Tuesday, June 30, 2009
Additional information
1. Rob found tadpoles in the path between the raised beds in the veggie garden, where the water is an inch or two deep.
2. The Unnameables is on Education.com's summer reading list for middle school kids, and in the June Hall of Fame at teensreadtoo. As reported on The Enchanted Inkpot, it's on the American Booksellers Association Spring/Summer 2009 Indie Next List for Reading Groups and, closer to home, the 2009 Cream of the Crop list compiled by the Southern Maine Library District. Sorry about all the links.
3. It's raining again.
The Rain in Maine

And here, on the left, is our front hall. The laundry's been out there for three days and is dampish. Whine, whine, whine.
In other news, my next-door neighbor Cope (neighborhood hostess at Christmas and Labor Day) had her hip replaced and several days later nearly died of anemia. Friends and neighbors have been cooking things and sitting with her in the hospital to give her husband, Greg, as much of a break as possible. (He stayed on a cot in her room in the ICU, good heart that he is.) Greg designed my web site.
I'm happy to report that Cope is home now, exhausted but, in her words, "the queen." Greg's working from home for a couple of days. One neighbor took them lentil soup last night. I'm cooking Thursday. Not sure what's happening tonight and tomorrow, but The Neighborhood will provide.
In still other news, the Brooklin Youth Corps season started yesterday, spirit undampened. We have somewhere between eleven and thirteen kids, depending on who's coming and going for which family responsibility or music camp. Rent a Wreck in Hampden kindly gave us a whoppingly cut rate on two rental vans, one bright red and one burgundy. They have a group picture of last year's Youth Corps on their wall.
I do love Maine. Even when it rains.
Saturday, June 13, 2009
Kids Today. Honestly.
But the big amazement was running into the parents of one of my former writing pals at the school, now completing her freshman year in high school. I ran into her, too, but she prated along about a sign she'd made for the school playground. Very nice, of course, but her parents told me the far more interesting news that she'd written a book, gone to ComicCon, and submitted synopses to a bunch of publishers. She got nice letters back telling her she had to get an agent.
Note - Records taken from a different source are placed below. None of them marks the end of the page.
PR #753, opened 2024-09-30
[ON-2414] sector visualization backend (breakdown)

thehighestprimenumber:
currently we only  have the backend, can be tested by calling this url:

api/v0/inventory/:inventory-id/results/:sector-name-in-kebab-case/

returns data with this shape:

`{  
  data: {  
    activitiesForSectorBreakdown: {  
      byActivity: {  
        [buildingType: string]: {  
          [fuelType: string]: {  
            [unitType: string]: {  
              activityValue: string;  
              activityUnits: string;  
              totalActivityEmissions: string;  
              totalEmissionsPercentage: number;  
            };  
          };  
        };  
      };  
      byScope: {  
        [buildingType: string]: {  
          [scopeNumber: string]: {  
            [unitType: string]: {  
              activityValue: string;  
              activityUnits: string;  
              totalActivityEmissions: string;  
              totalEmissionsPercentage: number;  
            };  
          };  
        };  
      };  
    };  
  };  
}  `

### DIFF
--- a/app/src/app/api/v0/inventory/[inventory]/results/route.ts
+++ b/app/src/app/api/v0/inventory/[inventory]/results/route.ts
@@ -1,37 +1,39 @@
 import UserService from "@/backend/UserService";
-import { db } from "@/models";
-import { apiHandler } from "@/util/api";
-import { NextResponse } from "next/server";
-import { getEmissionResults } from "@/backend/ResultsService";
+import {db} from "@/models";
+import {apiHandler} from "@/util/api";
+import {NextResponse} from "next/server";
+import {getEmissionResults} from "@/backend/ResultsService";
 import sumBy from "lodash/sumBy";
 
 export const GET = apiHandler(
-  async (_req, { session, params: { inventory } }) => {
-    // ensure inventory belongs to user
-    await UserService.findUserInventory(inventory, session, [
-      {
-        model: db.models.InventoryValue,
-        as: "inventoryValues",
-        include: [
-          {
-            model: db.models.DataSource,
-            attributes: ["datasourceId", "sourceType"],
-            as: "dataSource",
-          },
-        ],
-      },
-    ]);
+    async (_req, {session, params: {inventory}}) => {
+        // ensure inventory belongs to user
+        await UserService.findUserInventory(inventory, session, [
+            {
+                model: db.models.InventoryValue,
+                as: "inventoryValues",
+                include: [
+                    {
+                        model: db.models.DataSource,
+                        attributes: ["datasourceId", "sourceType"],
+                        as: "dataSource",
+                    },
+                ],
+            },
+        ]);
 
-    const { totalEmissionsBySector, topEmissionsBySubSector } =
-      await getEmissionResults(inventory);
-    return NextResponse.json({
-      data: {
-        totalEmissions: {
-          bySector: totalEmissionsBySector,
-          total: sumBy(totalEmissionsBySector, (e) => Number(e.co2eq)),
-        },
-        topEmissions: { bySubSector: topEmissionsBySubSector },
-      },
-    });
-  },
+        const {totalEmissionsBySector, topEmissionsBySubSector} =
+            await getEmissionResults(inventory);
+
+
+        return NextResponse.json({
+            data: {
+                totalEmissions: {
+                    bySector: totalEmissionsBySector,
+                    total: sumBy(totalEmissionsBySector, (e) => Number(e.co2eq)),
+                },
+                topEmissions: {bySubSector: topEmissionsBySubSector},
+            },
+        });
+    },
 );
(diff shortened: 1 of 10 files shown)


app/src/app/api/v0/inventory/[inventory]/results/route.ts
```diff
@@ -1,37 +1,39 @@
 import UserService from "@/backend/UserService";
-import { db } from "@/models";
-import { apiHandler } from "@/util/api";
-import { NextResponse } from "next/server";
-import { getEmissionResults } from "@/backend/ResultsService";
+import {db} from "@/models";
```
Comment (lemilonkh) [inline app/src/app/api/v0/inventory/[inventory]/results/route.ts:2]: Run `prettier` on this file please and configure it to format on save if you can.

Comment (lemilonkh) [reply app/src/app/api/v0/inventory/[inventory]/results/route.ts:2]: I think this file just has formatting/ whitespace changes, so maybe just remove it from the PR if there is nothing else...

app/src/backend/ResultsService.ts
```diff
@@ -84,3 +93,177 @@ export async function getEmissionResults(inventoryId: string) {
...
+            JOIN "SubSector" ss ON iv.sub_sector_id = ss.subsector_id
+            JOIN "SubCategory" sc ON iv.sub_category_id = sc.subcategory_id
+            JOIN "Scope" scope ON scope.scope_id = sc.scope_id OR ss.scope_id = scope.scope_id
+        WHERE inventory_id = :inventoryId
+            AND s.sector_name ilike :sectorName
+    `;
+
+  try {
+    return (await db.sequelize!.query(rawQuery, {
+      replacements: { inventoryId, sectorName: sectorName.replace("-", " ") },
```
lemilonkh, line 141: Why are you doing this here?
These are probably translation strings that should be translated in the frontend, not made to look like english strings?

app/src/backend/ResultsService.ts
```diff
@@ -84,3 +93,177 @@ export async function getEmissionResults(inventoryId: string) {
...
+  const methodologyFields = isDirectMeasure
+    ? manualInputHierarchyElement.directMeasure
+    : manualInputHierarchyElement.methodologies?.find(
+        (m) => m.id === input_methodology,
+      );
+
+  if (!methodologyFields) {
+    console.error(
+      `Methodology fields not found for ${reference_number}, ${input_methodology}`,
+    );
```
lemilonkh, line 173: Throw `createHttpError.BadRequest` instead here if this is invalid data and should not be returned.

If you need to ignore the error and continue, this is fine ofc.

app/src/util/form-schema/index.ts
```diff
@@ -57,29 +57,33 @@ export interface SuggestedActivity {
...
 export interface Methodology {
-  id: string;
-  disabled?: boolean;
-  activities?: Activity[];
-  inputRequired?: string[];
-  formula?: string;
-  fields?: any[];
-  suggestedActivities?: SuggestedActivity[];
-  suggestedActivitiesId?: string;
+    id: string;
```
lemilonkh, line 60: Why all of these formatting changes? Please configure your editor for 2 spaces and enable format on save for prettier.

app/src/util/form-schema/index.ts
```diff
@@ -57,29 +57,33 @@ export interface SuggestedActivity {
...
-  id: string;
-  suggestedActivitiesId?: string;
-  suggestedActivities?: Activity[];
-  inputRequired?: string[];
-  "extra-fields"?: ExtraField[];
+    id: string;
+    suggestedActivitiesId?: string;
+    suggestedActivities?: Activity[];
+    inputRequired?: string[];
+    "extra-fields"?: ExtraField[];
```
lemilonkh, line 77: Can we use a JS-compatible camelCased name here for consistency? Or is there no other way because you're doing a lookup somewhere?

app/src/backend/ResultsService.ts
thehighestprimenumber: if we use the translation, we might receive it in spanish, portuguese or german. so I'm planning on sending the translation string directly (eg: stationary-energy), and then I have to remove the "-" so query in the db

app/src/backend/ResultsService.ts
thehighestprimenumber: I want to log the error and continue

app/src/util/form-schema/index.ts
thehighestprimenumber: this is the interface for what's defined in the json so I can't change it

app/tests/api/results.jest.ts
```diff
@@ -1,101 +1,118 @@
...
+import {expectStatusCode, mockRequest, setupTests, testUserID} from "../helpers";
 
-import { Inventory } from "@/models/Inventory";
+import {Inventory} from "@/models/Inventory";
 import {
-  activityValues as activityValuesData,
-  baseInventory,
-  inventoryId,
-  inventoryValues as inventoryValuesData
+    activityValues as activityValuesData,
```
lemilonkh, line 9: This file has inconsistent indentation and formatting

lemilonkh (approved):
Thanks ✨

This is not the first kid I've run into who's hell-bent on publication. Even the third-grader I'm mentoring talks about it. I am woefully impressed, by which I mean delightfully envious. Getting a book published wasn't in my sights until my early 50s. Where do these kids get the chutzpah?
I suppose some of it is Christopher Paolini. But also, I think schools today, for all their failings, have a practical approach to education that is enlightening and enlivening. They don't just tell kids to write fairy stories because it's good for them. They make the everyday connections and encourage them to see things through to the logical conclusion.
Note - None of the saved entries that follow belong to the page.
PR #1579, opened 2025-07-14
fix(ui): ON-4170 make all go-back links more specific

lemilonkh:
To language and inventory ID (where possible)

Update all go-back links to use language-specific routes by adding language segments to URLs for consistency.

The previous implementation lacked specificity in navigation, which could result in incorrect page routing, especially for multilingual support. Including the language in the URL ensures that the routing logic aligns with the user's language context, which enhances the user experience by always taking the user back to the correct localized page.


thehighestprimenumber (approved):
nice!

PR #1604, opened 2025-07-22
fix: [on-4231] restrict add new inventory button to city limit count

isaaccodekill:


app/src/app/api/v0/city/route.ts
```diff
@@ -49,7 +49,8 @@ export const POST = apiHandler(async (req, { session }) => {
     throw new createHttpError.Forbidden("Organization is not active");
   }
 
-  if (project.cities.length === project.cityCountLimit) {
+  if (Number(project.cities.length) >= Number(project.cityCountLimit)) {
+    logger.error("City count limit reached for project");
```
cephaschapa, line 53: Would it also make sense to show a toast to alert the user of this limit message?

cephaschapa (approved):
Looks great 👍

app/src/app/api/v0/city/route.ts
isaaccodekill: Yeah we do, as this error is passed to the frontend

PR #1633, opened 2025-07-30
fix [ON-4430]: fix report results breakdown

thehighestprimenumber:
use inventory value instead of activities


lemilonkh (approved):
Great spot, thanks 👍🏼✨

thehighestprimenumber:
closing since the issue was in the database not in the code

PR #1638, opened 2025-07-31
fix: ON-4406 restores back button on dashboard

cephaschapa:
Changes
- Adds text color to back button
- Adds container size to page wrapper


lemilonkh (approved):
Thanks 👍🏼

PR #1647, opened 2025-08-06
Feat/on 4307 sidebar navigation

cephaschapa:
Changes
- Adds Journey navigator Navigation Drawer (Only shows on JN Page)
- Adds project and city filtering via search, and dropdowns
- Adds some nav links
- Adds dynamic module navigation with accordions

> [!NOTE]
> I'm currently writing a description for your pull request. I should be done shortly (<1 minute). Please don't edit the description field until I'm finished, or we may overwrite each other. If I find nothing to write about, I'll delete this message.


thehighestprimenumber:
Thank you for your work Cephas! Let's make sure we're keeping module logic separate from JN logic, and that we reuse existing code without duplicating it :pray:

PR #1648, opened 2025-08-06
fix/ON-4299-button-icon-overflowing

cephaschapa:
changes
- Removes margins and uses padding instead, this fixes the overflowing


app/src/components/GHGIHomePage/DownloadAndShareModals/PublishButtons.tsx
```diff
@@ -43,7 +43,8 @@ const PublishButtons = ({
         <Button
           key={title}
           my="16px"
-          mx="16px"
+          pr="16px"
+          pl="35px"
```
lemilonkh, line 47: Why does the padding need to be different on the left and right side of the button?

lemilonkh (approved):
Thanks 👍🏼

PR #1730, opened 2025-08-20
Feat/on 4418 fe re run button and section

cephaschapa:
Changes
- Adds citycatalyst actions section
- Adds re-run button
- Adds translations for all lngs
image


app/src/app/[lng]/cities/[cityId]/HIAP/page.tsx
```diff
@@ -51,8 +54,81 @@ export default function HIAPPage(props: {
...
+          <Box
+            display="flex"
+            mx="auto"
+            py="56px"
+            w="full"
+            maxW="1090px"
+            flexDirection="column"
+            gap="24px"
+          >
+            {/* citycatalyst actions section */}
```
Comment (lemilonkh) [inline app/src/app/[lng]/cities/[cityId]/HIAP/page.tsx:66]: This could be a separate component instead of a section with a comment in a larger component

lemilonkh (approved):
Thanks, looks good but let's refactor into separate components for sections where appropriate and use the components in src/components/Texts instead of manual Text styling where possible for consistency.

PR #1787, opened 2025-08-26
fix: e2e [4991] third party data sources e2e

isaaccodekill:


lemilonkh (approved):
Amazing work, thanks 👍🏼✨
I would like to see more isolation between the different modules in the future, let's keep that in mind for follow up PRs.

PR #1806, opened 2025-08-29
fix(api, ui): 0% of sector emissions on report sector table

lemilonkh:
Also fixes that some of the rows in the table weren't full width by using React.Fragment instead of <> or <Box>, so the key attribute can be supplied to it but the rows are direct children of the table body.

Replace `Box` components with `React.Fragment` in `ByScopeView.tsx` and refactor emission calculations to improve accuracy and replace `bigIntToDecimal` conversions with `Decimal` in `ResultsService.ts` for calculating subsector emissions percentage accurately in reports.

The `React.Fragment` usage instead of `Box` is intended to eliminate redundant DOM nodes and improve rendering performance. The refactoring in `ResultsService.ts` is aimed at fixing issues where emission percentages were inaccurately calculated due to improper usage of `bigIntToDecimal`, allowing for more precise financial calculations using `Decimal`. This approach is favored to ensure data integrity and consistency across reports, presenting the right emissions data for decision-making.

### DIFF
--- a/app/src/app/[lng]/[inventory]/InventoryResultTab/ByScopeView.tsx
+++ b/app/src/app/[lng]/[inventory]/InventoryResultTab/ByScopeView.tsx
@@ -95,19 +95,23 @@ const ByScopeView: React.FC<ByScopeViewProps> = ({
         </Table.Cell>
       ))}
       <Table.Cell>
-        <BodyMedium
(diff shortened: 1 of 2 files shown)


cephaschapa (approved):
Great, thanks 👍👍👍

Can't remember if I've told this story on the blog before (I know I have on the forum I belong to). When Rob and I were building this house, he was figuring out the span of something or other, scribbling in pencil on a spare 2x4. I peeked, goggled, and said, "That's algebra!" He said, "Well, yeah, how else would you do this?" I said, "There's a use for algebra?"
The more I thought about this afterwards, the more pissed off I got. I hated algebra. It seemed like some exercise Miss Whatsername was making me do just because she was a nutcase. (Which she actually was...she left school in the middle of winter and then we had a sub the rest of the year.) Why, oh why, did no one ever tell the college prep kids that there was a practical use for all those formulas? (I'm sure the kids in the wood shop learned about it.)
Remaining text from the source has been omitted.